Divorce: Some say the divorce rate for first marriages is 50-60%+, and for second marriages 75%+, but few people address this issue in their powers. It is possible that your soon-to-be ex-spouse can use your Power of Attorney without your knowledge to transfer all of your accounts out of your name. If your marriage gets rocky, destroy all of your original powers and consult your attorney about formally cancelling them. When your life becomes stable again, be sure to re-draft your powers, fitting them to your new lifestyle.

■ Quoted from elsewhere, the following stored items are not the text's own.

PR #5632, opened 2018-06-28
Path iterator

dnfield:
This patch exposes most of `SkPath::Iter` in the engine.  This allows more inspection of `Path` objects - e.g. if you get a path, you could get all the necessary information to serialize it.  

Compared to `PathMetrics` (aka PathMeasure), it gives the actual points/verbs/weights used by Skia for the segments of a path (instead of their lengths, subpaths, and tangents).

The basic use case is "I want to be able to serialize a Path" - which could then be persisted and deserialized, or converted to some other format (e.g. a potential Flutter vector format, or SVG Path data).

Although there is no code currently in the engine that uses `SkPath::Iter` directly, it is used indirectly by other calls already.  At the bottom of it all, this code is really just exposing the verb and point arrays, and the weights for conic segments.

PR #43124, opened 2023-06-23
Allow `Path` and its siblings to be serialized

fzyzcjy:
As usual, I will add tests if you think this looks roughly OK :)

This is a part of https://github.com/flutter/flutter/issues/129098

### Why

In order to record the current frame, the `Path` has to be dumped and restored.

### Will it work for Impeller?

Yes. Currently it uses the `SkPath`'s built-in serialization. However, in the future, if we use `impeller::geometry::Path`, we can still write a simple serialize/deserialize function for it, since the impeller `Path` is nothing but a struct with the following fields:

```c++
class Path {
  FillType fill_ = FillType::kNonZero;
  Convexity convexity_ = Convexity::kUnknown;
  std::vector<ComponentIndexPair> components_;
  std::vector<LinearPathComponent> linears_;
  std::vector<QuadraticPathComponent> quads_;
  std::vector<CubicPathComponent> cubics_;
  std::vector<ContourComponent> contours_;
...
}
```

And all those fields IMHO looks well serializable.

I can make a PR when `SkPath` is removed and impeller Path is used instead, just ping me then :)

## Pre-launch Checklist

- [x] I signed the [CLA].


jonahwilliams (changes requested):
We must not expose a specific serialization structure for path, especially an entirely undocumented one. 

See https://api.skia.org/classSkPath.html#ab34720f80c02d5854cc6b09675b5d907

> the format used for [SkPath](https://api.skia.org/classSkPath.html) in memory is not guaranteed.

fzyzcjy:
@jonahwilliams Thanks for the reply. However, IMHO it is reasonable, because it should be treated as a blackbox. In other words, users never understand what are those bytes, and the only usage of the bytes is to be passed to `Path.deserialize()`. Just like the skia doc says:

> Use only be used in concert with readFromMemory()

Thinking in another view: If the new API (Path.serialize/Path.deserialize) is unreasonable, why does Skia expose writeToMemory/readFromMemory?

dnfield:
See prior discussion at https://github.com/flutter/engine/pull/5632

dnfield:
High level summary: exposing internals of these intentionally opaque objects will make it more difficult to optimize them. Clients will break when we find better ways e.g. to decompose arcs to cubics or cubics to quads or lines and when we do that. We don't want that.

fzyzcjy:
Thank you!

fzyzcjy:
Ah I see even you (hey you guys are definitely expert Flutter engineers in Google!) got rejected for this (similar) proposal as me...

Business Document Coordination: Be sure that your power has detailed provisions giving your agent the authority to deal with a wide array of business and investment issues. When using a power to plan for potential disability, do not overlook coordination of appropriate business documents. If you have a professional practice or business corporation, you must draft the necessary minutes to assure at least a second signatory on business bank accounts. Shareholder, partnership and operating agreements should address disability planning to assure that successor officers, directors and managers can serve. Even a one member LLC can create a succession plan through a one-member operating agreement designating you as current manager, and naming a replacement if you are disabled. Owning your own business includes a host of other issues that must be addressed in your estate planning, to ensure that both your clients, and your heirs will not be harmed.

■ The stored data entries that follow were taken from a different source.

PR #43129, opened 2023-06-23
[Impeller] re-enable buffer to texture blit Vulkan.

jonahwilliams:
I was missing the VMA flush.

Because skia is writing directly to the exposed ptr, we don't go through the OnSetContents which makes a flush call. Add a flush API and implement it for Vk DeviceBuffers.

### DIFF
--- a/lib/ui/painting/image_decoder_impeller.cc
+++ b/lib/ui/painting/image_decoder_impeller.cc
@@ -510,6 +510,9 @@ ImpellerAllocator::ImpellerAllocator(
 
 std::optional<std::shared_ptr<impeller::DeviceBuffer>>
 ImpellerAllocator::GetDeviceBuffer() const {
+  if (buffer_.has_value()) {
+    buffer_.value()->Flush();
+  }
   return buffer_;
 }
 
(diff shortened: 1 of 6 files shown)


lib/ui/painting/image_decoder_impeller.cc
```diff
@@ -510,6 +510,9 @@ ImpellerAllocator::ImpellerAllocator(
 
 std::optional<std::shared_ptr<impeller::DeviceBuffer>>
 ImpellerAllocator::GetDeviceBuffer() const {
+  if (buffer_.has_value()) {
+    buffer_.value()->Flush();
+  }
```
dnfield, line 515: Is this the right time to flush?

Why not flush it explicitly in the blit pass where it's getting used?

jonahwilliams: we only need to flush here because we've written directly to the ptr due to the skia interop. Adding the flush anywhere else would cause extra work, as if the buffer was populated with setcontents that would be redundant

dnfield: I misread which class this was in. LGTM.

dnfield (approved):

Cooperation with Professionals: A major reason for your signing a power is to assure someone can handle matters in case of your disability. Often the first call an agent makes is to your attorney to ask for guidance and financial information. Attorney ethics and in particular, the duty of confidentiality your attorney has to you, the Grantor, may inhibit your attorney from fully cooperating with your agent. To address this, your power could include an express provision authorizing your attorney and other financial advisors to discuss any matters with your agent. If he is the one you chose to look after your matters, then you have to trust him and give him all the appropriate advice. If your power does not, an update might be in order. You must take care when appointing your agent and drafting this clause in your power how much you are going to allow your attorney to share, and what, if anything, will fall under confidentiality.
Make it Practical: Your agent will need your Social Security number and key financial, tax and other data. Be sure this information is available to him. Have you spoken to your agent about the appointment and responsibilities? In the event of your disability, you do not want to shock someone who is probably filled with grief, by letting her know that she is your agent. Even the best document is of limited use if the agent is uncertain as to what to do. It may be possible to include in your Power of Attorney, and certainly to instruct your attorney to release this key information that will allow your agent to fulfill the basic needs for which you drafted the power.

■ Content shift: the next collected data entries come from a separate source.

PR #43139, opened 2023-06-23
[impeller] Explicitly cast enum class to int before passing it to a formatted string

CaseyHillers:
Next version of the crosstool will start warning about this (see: https://github.com/llvm/llvm-project/issues/38717)

## Pre-launch Checklist

- [X] I signed the [CLA].

### DIFF
--- a/impeller/renderer/blit_pass.cc
+++ b/impeller/renderer/blit_pass.cc
@@ -48,8 +48,8 @@ bool BlitPass::AddCopy(std::shared_ptr<Texture> source,
     VALIDATION_LOG << SPrintF(
         "The source sample count (%d) must match the destination sample count "
         "(%d) for blits.",
-        source->GetTextureDescriptor().sample_count,
-        destination->GetTextureDescriptor().sample_count);
+        static_cast<int>(source->GetTextureDescriptor().sample_count),
+        static_cast<int>(destination->GetTextureDescriptor().sample_count));
     return false;
   }
 


dnfield (approved):
LGTM

impeller/renderer/blit_pass.cc
```diff
@@ -48,8 +48,8 @@ bool BlitPass::AddCopy(std::shared_ptr<Texture> source,
     VALIDATION_LOG << SPrintF(
         "The source sample count (%d) must match the destination sample count "
         "(%d) for blits.",
-        source->GetTextureDescriptor().sample_count,
-        destination->GetTextureDescriptor().sample_count);
+        static_cast<int>(source->GetTextureDescriptor().sample_count),
+        static_cast<int>(destination->GetTextureDescriptor().sample_count));
```
bdero, line 52: Nit: static_cast<std::underlying_type<SampleCount>>?

bdero (approved):

impeller/renderer/blit_pass.cc
bdero: I guess it makes sense to always interpret as int here. The cast should fail if it were even possible for something exotic to happen (won't happen).

alexfh: This should be `int`, since `%d` placeholders require an `int` argument.

Hixie:
test-exempt: fixes lint in newer compiler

Powers of attorney are almost always treated as a footnote to most estate and financial plans. However a Power of Attorney can be your most important planning tool. Great care must be taken to appropriately address vital provisions in a manner that accomplishes your goals. Relying on standard documents might be cheap and quick, but you wouldn't go to the Golden Arches for your child's wedding, so don't use a form power for what might be your most important document.